As BWW reported earlier today, legendary folk singer Pete Seeger, whose career spanned eight decades, has died at the age of 94. His grandson Kitama Cahill Jackson told CNN that the singer died of natural causes at New York Presbyterian Hospital Monday evening after six days in the hospital.
Today, The Recording Academy issued the following statement on the passing of the iconic singer:
Tuesday, Jan. 28, 2014
Three-time GRAMMY winner and Recording Academy Lifetime Achievement Award recipient Pete Seeger was a living history of America's music and conscience.
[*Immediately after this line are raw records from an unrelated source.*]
PR #150, opened 2016-07-12
Wms support

peppsac:
WMS support based on the work done by @qdnguyen 

Depends on PR #149

### DIFF
--- a/index.html
+++ b/index.html
@@ -384,6 +384,27 @@ and open the template in the editor.
         //     fx :        2.5,
         // });
 
+        itowns.viewer.addImageryLayer({
+                                        url       : "https://wxs.ign.fr/gratuit/geoportail/v/wms",
+                                        protocol  : 'wms',
+                                        version   : '1.3.0',
+                                        id        : 'testwms',
+                                        name      : 'REGION.2016',
+                                        style      : "",
+                                        projection : "EPSG:4326",
+                                        transparent : true,
+                                        // min long, min lat, max long, max lat
+                                        bbox      : [-61.80983300000002, -21.38963079935857, 55.83665389999998, 51.0890011990783],
+                                        featureInfoMimeType : "",
+                                        dateTime  : "",
+                                        heightMapWidth : 256,
+                                        waterMask      : false,
+                                        options: {
+                                            mimetype  : "image/png",
+                                            tileMatrixSet: 'WGS84G'
+                                        }
+                                    });
+
         itowns.viewer.addElevationLayer({
             protocol:   "wmts",
             id:         "IGN_MNT",
--- a/src/Core/Commander/Providers/IoDriver_Image.js
+++ b/src/Core/Commander/Providers/IoDriver_Image.js
@@ -35,11 +35,9 @@ IoDriver_Image.prototype.read = function(url) {
 
 
         image.addEventListener('error', function( /*event*/ ) {
-
-            this.src = '';
+            // TODO: real error managament
             resolve(undefined);
-
-        }.bind(this), false);
+        }, false);
 
         image.crossOrigin = '';
         image.src = url;
--- a/src/Core/Commander/Providers/WMS_Provider.js
+++ b/src/Core/Commander/Providers/WMS_Provider.js
@@ -11,6 +11,7 @@ import IoDriver_Image from 'Core/Commander/Providers/IoDriver_Image';
 import IoDriverXML from 'Core/Commander/Providers/IoDriverXML';
 import defaultValue from 'Core/defaultValue';
 import THREE from 'THREE';
+import Projection from 'Core/Geographic/Projection';
 import CacheRessource from 'Core/Commander/Providers/CacheRessource';
 import BoundingBox from 'Scene/BoundingBox';
 
@@ -27,6 +28,7 @@ function WMS_Provider(/*options*/) {
     this.cache = CacheRessource();
     this.ioDriverImage = new IoDriver_Image();
     this.ioDriverXML = new IoDriverXML();
+    this.projection = new Projection();
 
     this.getTextureFloat = function(buffer){
         // Start float to RGBA uint8
@@ -95,15 +97,22 @@ WMS_Provider.prototype.tileInsideLimit = function(tile,layer) {
     return bboxRegion.intersect(bbox);
 };
 
-WMS_Provider.prototype.getColorTexture = function(tile, layer) {
+WMS_Provider.prototype.getColorTexture = function(tile, layer, parameters) {
     if (!this.tileInsideLimit(tile,layer) || tile.material === null) {
         return Promise.resolve();
     }
 
-    var result = {pitch : new THREE.Vector3(0, 0, 1)};
+    var pitch = parameters.ancestor ?
+        this.projection.WMS_WGS84Parent(tile.bbox, parameters.ancestor.bbox) :
+        new THREE.Vector3(0, 0, 1);
 
-    var url = this.url(tile.bbox, layer);
+    var bbox = parameters.ancestor ?
+        parameters.ancestor.bbox :
+        tile.bbox;
 
+    var url = this.url(bbox, layer);
+
+    var result = { pitch };
     result.texture = this.cache.getRessource(url);
 
     if (result.texture !== undefined) {
@@ -132,7 +141,6 @@ WMS_Provider.prototype.getColorTexture = function(tile, layer) {
 
     }.bind(this)).catch(function(/*reason*/) {
             result.texture = null;
-
             return result;
         });
 
@@ -193,7 +201,7 @@ WMS_Provider.prototype.executeCommand = function(command) {
 
     var func = supportedFormats[layer.format];
     if (func) {
-        return func(tile, layer).then(function(result) {
+        return func(tile, layer, command.paramsFunction).then(function(result) {
             return command.resolve(result);
         });
     } else {
--- a/src/Core/Commander/Providers/WMS_Provider.js
+++ b/src/Core/Commander/Providers/WMS_Provider.js
@@ -12,6 +12,7 @@ import IoDriverXML from 'Core/Commander/Providers/IoDriverXML';
 import defaultValue from 'Core/defaultValue';
 import THREE from 'THREE';
 import CacheRessource from 'Core/Commander/Providers/CacheRessource';
+import BoundingBox from 'Scene/BoundingBox';
 
 /**
  * Return url wmts MNT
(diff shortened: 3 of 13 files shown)


qdnguyen:
IO_driver selection in providers should be more generic?  #157

peppsac:
PR ready for review.

gchoqueux:
OK i review

src/Core/Commander/Providers/WMS_Provider.js
```diff
@@ -30,39 +32,235 @@ define('Core/Commander/Providers/WMS_Provider', [
...
             this.ioDriverImage = new IoDriver_Image();
             this.ioDriverXML = new IoDriverXML();
 
-            this.baseUrl = options.url || "";
-            this.layer = options.layer || "";
-            this.format = defaultValue(options.format, "image/jpeg");
-            this.srs = options.srs || "";
-            this.width = defaultValue(options.width, 256);
-            this.height = defaultValue(options.height, 256);
+            this._ready       = false;
```
gchoqueux: `this._ready` is unused

src/Core/Commander/Providers/WMS_Provider.js
```diff
@@ -30,39 +32,235 @@ define('Core/Commander/Providers/WMS_Provider', [
...
+        };
+        WMS_Provider.prototype.customUrl = function(url,coord)
+        {
+
+            //convert radian to degree, lon is added a offset of Pi
+            //to align axis to card center
+            //var bbox = (coord.minCarto.longitude - Math.PI)* 180 / Math.PI + "," + coord.minCarto.latitude* 180 / Math.PI + "," +
+            //           (coord.maxCarto.longitude - Math.PI )*180/ Math.PI + "," + coord.maxCarto.latitude* 180 / Math.PI;
+
+            var bbox = coord.minCarto.latitude * 180.0 / Math.PI +
```
gchoqueux: The coord to BBox must be put into the Core/Geographic
or
Understand, why coord are incorrect.

gchoqueux:
Good Feature
- `WMS_Provider` and `WMTS_Provider` will need to factor. there is a lot of redundancy between the two objects. We can imagine RasterDataTileProvider.

src/Core/Math/Rectangle.js
```diff
@@ -3,14 +3,61 @@
  * Class: Rectangle
  */
 
-function Rectangle() {
```
gchoqueux, line 6: `Scene/BoundingBox` is very similar to `Core/Math/Rectangle`
It needs to merge in one object

src/Core/Commander/Providers/WMS_Provider.js
qdnguyen: I dont understand what you mean but this coord is given by tileProvider and i transform it to map center which is origin of wms layers.

gchoqueux:
Why there are `urlGlobalIR` and `urlClouds` in WMS
must be removed and replace by custom `WMS_Provider` like WMTS_Provider's example with openStreetMap

src/Core/Math/Rectangle.js
qdnguyen, line 6: rectangle is used in region check with only 4 coords: west, east, south, north. It's faster than bbox check. 
From rectangle we can have the bbox in 2D but in theory rectangle is not bbox. I refer to keep them separately to make code more clear.

qdnguyen: Instead of RasterDataTileProvider, we can also select io_driver according to input info when layer is added? so that providers contain only an instance of io_driver?  regardless of data format?

qdnguyen:
ok, i have cleaned urlGlobalIR and urlClouds, we can request image from these servers with our new wms_provider.

src/Core/Commander/Providers/WMS_Provider.js
qdnguyen: this variable was deleted in commit 0c23027

src/Core/Commander/Providers/WMS_Provider.js
gchoqueux:
``` js
var bbox = coord.minCarto.latitude * 180.0 / Math.PI +
"," +
(coord.minCarto.longitude - Math.PI)* 180.0 / Math.PI +
","+
coord.maxCarto.latitude* 180.0 / Math.PI +
"," +
(coord.maxCarto.longitude - Math.PI )*180.0 / Math.PI;
```

This part must to move in Core and the question is 'Why we need to convert longitude `(coord.maxCarto.longitude - Math.PI )`'. May be we should correct longitude in tile

qdnguyen: As i said, origin of wms layers is at map center, because in WGS84 the prime meridian pass through GreenWich, which is not the case in our itowns by now. I have open an issue some months ago but it's not resolved yet. This problem touch to every module, so for now we can not move it to core, but one time core is modified, we can delete this code. #19

qdnguyen:
> WMS_Provider and WMTS_Provider will need to factor. there is a lot of redundancy between the two objects. We can imagine RasterDataTileProvider.

Instead of RasterDataTileProvider, we can also select io_driver according to input info when layer is added? so that providers contain only an instance of io_driver? regardless of data format? But this work should be done after merged because it touch to many providers, not only wms_provider.

src/Core/Commander/Providers/WMS_Provider.js
peppsac: If issue #19 is the sole reason why you transform `longitude` please add a comment in the code:

``` js
// shifting longitude because of issue #19
```

And please remove dead code.

qdnguyen: done!

gchoqueux:
there is a display artifact  (because of the lens texture)
Can you remove it?

capture du 2016-07-19 11-43-54

qdnguyen:
i dont know where it comes from, but it's not from wms module!

gchoqueux:
> i dont know where it comes from, but it's not from wms module!

->

> because of the lens texture

There isn't this bug in master

gchoqueux:
There's white line on equator
capture du 2016-07-21 13-51-44

peppsac:
I pushed a fix for the lensflare issue.

peppsac:
I fixed the white line bug and  have rebased the branch on master.
@qdnguyen do you mind if I force push this branch?

qdnguyen:
yes, do it, thanks!

peppsac:
Done.
@gchoqueux is there something left that prevents merging this branch?

src/Core/Commander/Providers/WMS_Provider.js
```diff
@@ -30,71 +32,221 @@ define('Core/Commander/Providers/WMS_Provider', [
...
 
-            this.baseUrl = options.url || "";
-            this.layer = options.layer || "";
-            this.format = defaultValue(options.format, "image/jpeg");
-            this.srs = options.srs || "";
-            this.width = defaultValue(options.width, 256);
-            this.height = defaultValue(options.height, 256);
+            this.getTextureFloat;
+
+            if(this.support)
```
Jeremy-Gaillard: this.support is always undefined.

gchoqueux:
There's a problem with wms textures?
capture du 2016-07-26 12-08-06

peppsac:
It's an error handling issue, and it's not specific to WMS.
The example WMS server returns an error sometimes, and itowns doesn't handle this very well atm.

src/Core/Commander/Providers/WMS_Provider.js
peppsac: did you push your change? (I don't see it)

src/Core/Commander/Providers/WMS_Provider.js
```diff
@@ -30,71 +32,221 @@ define('Core/Commander/Providers/WMS_Provider', [
...
+        WMS_Provider.prototype.tileInsideLimit = function(tile,layer) {
+                var bbox = tile.bbox;
+                // shifting longitude because of issue #19
+                var west =  layer.bbox[0]*Math.PI/180.0 + Math.PI;
+                var east =  layer.bbox[2]*Math.PI/180.0 + Math.PI;
+                var bboxRegion = new BoundingBox(west, east, layer.bbox[1]*Math.PI/180.0, layer.bbox[3]*Math.PI/180.0, 0, 0, 0);
+            return bboxRegion.intersect(bbox);
+        };
+
+        WMS_Provider.prototype.getColorTextures = function(tile, layer) {
```
peppsac: This function is not needed, please get rid of it.

src/Core/Commander/Providers/WMS_Provider.js
```diff
@@ -30,71 +32,221 @@ define('Core/Commander/Providers/WMS_Provider', [
...
+
+            // bug #74
+            //var limits = layer.tileMatrixSetLimits[coWMTS.zoom];
+            // if (!limits || !coWMTS.isInside(limits)) {
+            //     var texture = -1;
+            //     this.cache.addRessource(url, texture);
+            //     return Promise.resolve(texture);
+            // }
+            // -> bug #74
+
```
peppsac: Remove dead code please.

src/Core/Commander/Providers/WMS_Provider.js
```diff
@@ -30,71 +32,221 @@ define('Core/Commander/Providers/WMS_Provider', [
...
+            }.bind(this));
         };
 
 
+        WMS_Provider.prototype.executeCommand = function(command){
+            //var service;
+            var destination = command.paramsFunction.destination;
+            var tile = command.requester;
+
+            if(destination === 1) {
```
peppsac: IMHO the test should depend solely on `layer.mimetype`:
- if it's a color image format (eg: png, jpg) use `getColorTexture`
- if it's an `xbil` format then use `getElevationTexture` (which should probably have a different name).

src/Core/Commander/Providers/WMS_Provider.js
qdnguyen: it is needed in preprocessLayer function of ApiGlobe module

peppsac: I meant the `getColorTextures` function

qdnguyen: for data selection in providers, i have created an issue #157 but we must do it right now in this PR? because we must do for all providers, not only wms_provider.

src/Core/Commander/Providers/WMS_Provider.js
qdnguyen: Issue #157

peppsac:
Rebased on master

peppsac:
And added a workaround for an error in IoDriver_Image.
@gchoqueux : r?

qdnguyen:
@peppsac  did you rebase this PR on master? i did clean up some codes but i have not commited yet.

peppsac:
Yes it's rebased.

qdnguyen:
ok, it was not a big thing, please push it :)

src/Core/Commander/Providers/IoDriver_Image.js
```diff
@@ -35,11 +35,9 @@ IoDriver_Image.prototype.read = function(url) {
 
 
         image.addEventListener('error', function( /*event*/ ) {
-
-            this.src = '';
+            // TODO: real error managament
```
tbroyer, line 38: See #170

index.html
```diff
@@ -384,6 +384,27 @@
         //     fx :        2.5,
         // });
 
+        itowns.viewer.addImageryLayer({
+                                        url       : "https://wxs.ign.fr/gratuit/geoportail/v/wms?",
```
tbroyer: `WMS_Provider` uses `layer.url + "?SERVICE=WMS…"` which results in a doubled `??` in the URL. That doesn't seem to cause problems to the server but is probably not what was intended.

I don't know WMS enough but either the `?` here should be removed, or `WMS_Provider` should look at whether `layer.url` contains a `?` already and conditionally append with a `?` or a `&` (or possibly no separator if `layer.url` ends with one of those)

gchoqueux:
All levels of WMS are loaded. WMTS uses ancestors, it isn't the same things for WMS?
It's better to load only the necessary levels.

gchoqueux:
What is the policy to display WMS in function of level's tile?
It's possible to set this rule?

gchoqueux:
If you add only wms in index.html, the navigator don't stop to request WMS images.

qdnguyen:
the notion of level is not exist in wms, the service generates the level according to bbox, i think we can limit LODs by checking bbox size but i'm not sur about this, may be @gcebelieu or @elias75015 can reply? Anyway, without getcapabilities, we have less infos!

p/s: the downsload is constrained by checking west, east, south, north but i dont think it's enough to limit LODs

gchoqueux:
in 'Globe Loaded' Event, some requests WMS are launched and nothing is displayed. why?
All queries fail, it's possible to test before launch a request?

gchoqueux:
> the notion of level is not exist in wms

Yes, it's true
But the WMS images are linked with tiles and these tiles have a level.
WMS_provider cuts in tiles and it's the same WMTS's mechanism.
It must be possible to use the textures's ancestors

qdnguyen:
> But the WMS images are linked with tiles and these tiles have a level.
> WMS_provider cuts in tiles and it's the same WMTS's mechanism.

For now, wms depends on wmts tile bbox, but in general, you can request it with any bbox which will be taken into account by wms to generate LODs. 

> It must be possible to use the textures's ancestors

what do you mean 'texture's ancestors'? is it a quadtree? yes, we can create a quadtree for wms which cut tile with a specifique tilingScheme. And maxLevel, minLevel of quadtree can be defined by getcap?

qdnguyen:
> in 'Globe Loaded' some requests WMS are launched and nothing is displayed. why?

I dont understand your question, wms layers are added through  itowns.viewer.addImageryLayer, not addEventListener 'Globe Loaded'

peppsac:
Regarding,

> If you add only wms in index.html, the navigator don't stop to request WMS images.

and 

> What is the policy to display WMS in function of level's tile?

Actually providers shouldn't be aware of `level` at all - `NodeProcess` should probably take care of this.

And the issue you mention is probably caused by this very issue, as this code is used to determine if we should download another texture:

``` js
var level = this.Textures[id][0].level;
```

I'll work on another PR to land before this one, to move all this `level` management to `NodeProcess`.
(it's also related to error management, because as you can see only the first texture is tested to determine if we need to refine the color layer)

gchoqueux:
WMS_SUPPORT2 Warning console
- /src/Scene/NodeProcess.js  307:33  error  'err' is defined but never used  no-unused-vars
- /src/Renderer/LayeredMaterial.js
  - 294:5  error  Unreachable code  no-unreachable
  - 295:9  error  Unreachable code  no-unreachable
  - 297:9  error  Unreachable code  no-unreachable

gchoqueux:
> in 'Globe Loaded' some requests WMS are launched and nothing is displayed. why?

In start loading, There's WMS requests. They return transparent texture. Perhaps, it needs to crop bbox's request with global bbox. I will investigate on the subject

peppsac:
> In start loading, There's WMS requests. They return transparent texture. Perhaps, it needs to crop bbox's request with global bbox.

The bbox is big because it covers France + overseas territory.
But the server returns non-transparent texture only for smaller bbox (level 4 or 5)

gchoqueux:
> But the server returns non-transparent texture only for smaller bbox (level 4 or 5)

The `MinScaleDenominator` and `MaxScaleDenominator` elements define the range of scales for which it is appropriate to generate a map of a Layer. 

But there's no info to scale denominator in GetCapabilities.

gchoqueux:
Nice : 
- WMS don't load all level texture.
- On the Start, there's no loop requesting

gchoqueux:
`TileMesh.prototype.changeSequenceLayers` doesn't work anymore. `sequence` is undefined.

peppsac:
Branch updated

gchoqueux:
r+
I create a new issue for 'scale denominator'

A singer, songwriter, and social activist, he played a major role in the revival of folk music in the late 1950s. His iconic songs - such as "We Shall Overcome, "Turn, Turn, Turn," "Where Have All The Flowers Gone," "If I Had A Hammer," and "This Land Is Your Land" - became the soundtrack of '60s protest movement, helping to build a sense of community and capturing the heart and soul of our nation.For eight decades, he actively confronted injustice in the United States, and used the transformative power of his songs to inspire action. Our music community and our country have lost a National Treasure, and we will continue to honor his memory every time we sing one of his many anthemic songs. Our deepest sympathies go out to his family, his friends, and all of the musicians who pay tribute to and continue his legacy every day.
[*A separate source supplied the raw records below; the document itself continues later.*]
PR #288, opened 2017-05-02
Perf improvment

peppsac:
Quick PR that improves itowns perf with 2 minor fixes.

1st commit : reduce the redraw count, making itowns use less CPU without affecting the visual quality
2nd commit : simplification of command cancellation function, thanks to PR #244


gchoqueux (approved):
ok

PR #291, opened 2017-05-03
WMTS tilematrixsetlimits

peppsac:
Use tileMatrixSetLimits in WMTS_Provider tileInsideLimit function.

At some point elevation special code to handle targetLevel should probably be used for color as well.


gchoqueux (approved):
OK, 
It will be necessary to refactor the part on targetLevel

PR #294, opened 2017-05-09
feature: replace TileMesh OBBHelper by a debug layer

peppsac:
With this PR OBBHelper are now living in a separate layer, and we can use three.js `layers` feature to toggle visibility.


utils/debug/Debug.js
```diff
@@ -279,5 +272,90 @@ function Debug(scene) {
             }
         };
     })());
+
+    // hook that to scene.update
+    const oldUpdate = Object.getPrototypeOf(scene).update.bind(scene);
```
gchoqueux, line 277: It's a little tricky
Need to add two custom functions in scene: preUpdate () and postUpdate ()

gchoqueux (approved):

Seeger was one of the folksingers most responsible for popularizing the spiritual "We Shall Overcome" (also recorded by Joan Baez and many other singer-activists) that became the acknowledged anthem of the 1960s American Civil Rights Movement, soon after folk singer and activist Guy Carawan introduced it at the founding meeting of the Student Nonviolent Coordinating Committee (SNCC) in 1960. In the PBS American Masters episode "Pete Seeger: The Power of Song", Seeger stated it was he who changed the lyric from the traditional "We will overcome" to the more singable "We shall overcome".